• What you have to do
Scan the entries below and return each line that contains "static".

• Input for this task
PR #5456, opened 2025-10-28
Add CVSSv4 support to Dependency-Track

### LINKED ISSUE #4707: Cvss4 support in Dependency Track
### Current Behavior

currently we are not able to see Cvss4 scoring in Dependency Track

Image

### Proposed Behavior

As NVD supports CVSS4 scoring system for vulnerabilities it should also be shown in Dependency Track

### Checklist

tobiasgies:
### Description

This adds support for CVSSv4 scores to Dependency-Track. Scores are stored in the database, will be returned as part of the relevant HTTP API resources following existing conventions, can be updated via the REST API, and will be processed by parsers for most vulnerability sources. They will also be preferred over CVSSv3 and CVSSv2 scores when determining the severity of a vulnerability.

### Addressed Issue

fixes #4707

#### CVSSv4 handling not implemented in certain parsers

The following parsers do not have handling for CVSSv4 scores added by this PR, since the APIs they are based on are commercial offerings that I do not have access to:

- Snyk
- VulnDB

#### Only backend work completed for now

This PR obviously only addresses the server / API side of implementing CVSSv4 support. I am planning to work on support in the frontend next, but wanted to put my work on this repository out there first. I hope to get some feedback on this so I don't run in the wrong direction with any frontend changes.

#### Trivy protobufs updated

To be able to process CVSSv4 scores supplied by trivy, I have updated the protobuf files stored in this repo to the state of their `release/v0.67` branch. I have kept the customizations / changes to the headers of the protobuf files the same, though. For the remainder of each protobuf file, I chose easier copy/paste-ability in the future over keeping the diff small. I hope that's okay.

### Checklist

- [X] This PR introduces changes to the database model, and I have added corresponding [update logic](https://github.com/DependencyTrack/dependency-track/tree/master/src/main/java/org/dependencytrack/upgrade)
  - **NOTE:** This is likely an open to-do item and I'd love some feedback on what needs documenting.

### DIFF
--- a/src/test/java/org/dependencytrack/resources/v1/NotificationPublisherResourceTest.java
+++ b/src/test/java/org/dependencytrack/resources/v1/NotificationPublisherResourceTest.java
@@ -51,6 +51,7 @@ import org.glassfish.jersey.server.ResourceConfig;
 import org.junit.jupiter.api.Assertions;
 import org.junit.jupiter.api.BeforeEach;
 import org.junit.jupiter.api.Test;
+import org.junit.jupiter.api.Timeout;
 import org.junit.jupiter.api.extension.RegisterExtension;
 
 import java.time.Duration;
@@ -366,6 +367,7 @@ public class NotificationPublisherResourceTest extends ResourceTest {
     }
 
     @Test
+    @Timeout(20)
     public void testNotificationRuleTest() {
         NotificationPublisher publisher = qm.createNotificationPublisher(
                 "Example Publisher", "Publisher description",


tobiasgies:
`NotificationPublisherResourceTest.testNotificationRuleTest` failed.

Well that's new. I haven't seen that test fail in my local test runs yet. I'll have a look to see if I can reproduce... any info on if it's just a bit brittle?

**EDIT:** From what I can tell it seems we just found a particularly busy Actions runner. The test takes between 5 and 6 seconds to run on my local machine (AMD Ryzen 9 9900X, 64 GB RAM). I could increase the timeout for this test to 15 seconds to make it less likely for this to re-occur. Not sure if that's desirable though.

stohrendorf:
> I could increase the timeout for this test to 15 seconds to make it less likely for this to re-occur. Not sure if that's desirable though.

IMHO you can do that as long as it's not excessive. I have done so myself in other PRs to mitigate some flaky tests that were clearly failing because of low resources in the CI environment.

tobiasgies:
> IMHO you can do that as long as it's not excessive. I have done so myself in other PRs to mitigate some flaky tests that were clearly failing because of low resources in the CI environment.

Alright, thank you. In that case: Extended timeout to 20s to hopefully alleviate the flakiness.

src/main/java/org/dependencytrack/model/Vulnerability.java
```diff
@@ -284,6 +284,24 @@ public static Source resolve(String id) {
...
+    private BigDecimal cvssV4ThreatScore;
+
+    @Persistent
+    @Column(name = "CVSSV4ENVIRONMENTALSCORE", scale = 1)
+    private BigDecimal cvssV4EnvironmentalScore;
+
+    @Persistent
+    @Column(name = "CVSSV4VECTOR")
+    @JsonDeserialize(using = TrimmedStringDeserializer.class)
+    @Pattern(regexp = RegexSequence.Definition.PRINTABLE_CHARS_PLUS, message = "The CVSSv4 Vector may only contain printable characters")
```
snieguu, line 302: Maybe we should do here more strict validation, accept only valid CVSSv4 vectors

tobiasgies: I agree in principle, I just copy/pasted the validation code for the other CVSS vector versions for the moment. However I think this might be duplicate work - the `org.metaeffekt.core:ae-security` package contains stricter validation logic in `CvssVector.parseVector`. Any invalid vector will cause the method to return null instead of a `CvssVector` instance, causing the data to be thrown out.

With that in mind, do you still think additional validation is needed in this place?

snieguu: Yes I know that for every other places related to CVSS we have `PRINTABLE_CHARS_PLUS`.
Regarding to
> Any invalid vector will cause the method to return null instead of a CvssVector instance, causing the data to be thrown out.

validation in `CvssVector.parseVector` is also very simple, regex is:
```
private static final Pattern CVSS_PATTERN = Pattern.compile("CVSS:\\d+\\.?\\d?");
```
For instance, I am able to create such internal Vulnerability in DependencyTrack 4.13.6(note that i was able to put invalid cvss 4.0 vector into cvss 2.0)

• The completed task
@@ -284,6 +284,24 @@ public static Source resolve(String id) {
private static final Pattern CVSS_PATTERN = Pattern.compile("CVSS:\\d+\\.?\\d?");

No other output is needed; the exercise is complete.